▶ **WHAT YOU ARE ASKED TO DO**:
Repeat the stretch of entries below from the line with "chore(ci): add dependabot" through the line with "Routine deps are". Include both ends and add nothing.

(Source data)
PR #752, opened 2026-06-28
chore(ci): add dependabot for npm version bumps

sarahxsanders:
## What

Adds `.github/dependabot.yml` so npm dependencies get automatic weekly version-bump PRs, gated by the existing Build/Lint/Test workflow.

## Why

`@posthog/warlock` is currently pinned exactly (`0.2.2`) with no automation, so it never moves until someone hand-edits the version. We want it kept current.

## The warlock-specific bit

Routine deps are batched into one rolling grouped PR to keep noise low. `@posthog/warlock` is deliberately **excluded from the group** so it lands as its own PR.

Reason: a warlock bump can add a new rule category. Our user-facing security abort copy lives in a typed `Record<Category, string>` in `src/lib/yara-hooks.ts`, so a new category breaks `pnpm build`. Isolating warlock means that build break shows up in its own PR (where it forces us to add the matching copy) instead of being buried in a batch of unrelated bumps.

related: https://github.com/PostHog/wizard/pull/751

Commit titles use a `chore(deps):` prefix so they pass the conventional-commit check.

### DIFF
--- a/.github/dependabot.yml
+++ b/.github/dependabot.yml
@@ -1,0 +1,29 @@
+# Dependabot keeps dependencies current by opening version-bump PRs.
+# Every PR runs the Build / Lint / Test workflow (.github/workflows/build.yml),
+# which is the gate that must pass before a human merges.
+#
+# Why @posthog/warlock is pulled out of the group: a warlock bump can add a new
+# rule category. The user-facing abort copy lives in a typed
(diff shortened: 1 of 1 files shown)


sarahxsanders:
not sure if there's anything else we want to exclude here, especially with Anthropic SDKs being... what they are CC @gewenyu99 - but I think having this set up would be nice.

▶ **EXERCISE RESPONSE**:
chore(ci): add dependabot for npm version bumps

sarahxsanders:
## What

Adds `.github/dependabot.yml` so npm dependencies get automatic weekly version-bump PRs, gated by the existing Build/Lint/Test workflow.

## Why

`@posthog/warlock` is currently pinned exactly (`0.2.2`) with no automation, so it never moves until someone hand-edits the version. We want it kept current.

## The warlock-specific bit

Routine deps are batched into one rolling grouped PR to keep noise low. `@posthog/warlock` is deliberately **excluded from the group** so it lands as its own PR.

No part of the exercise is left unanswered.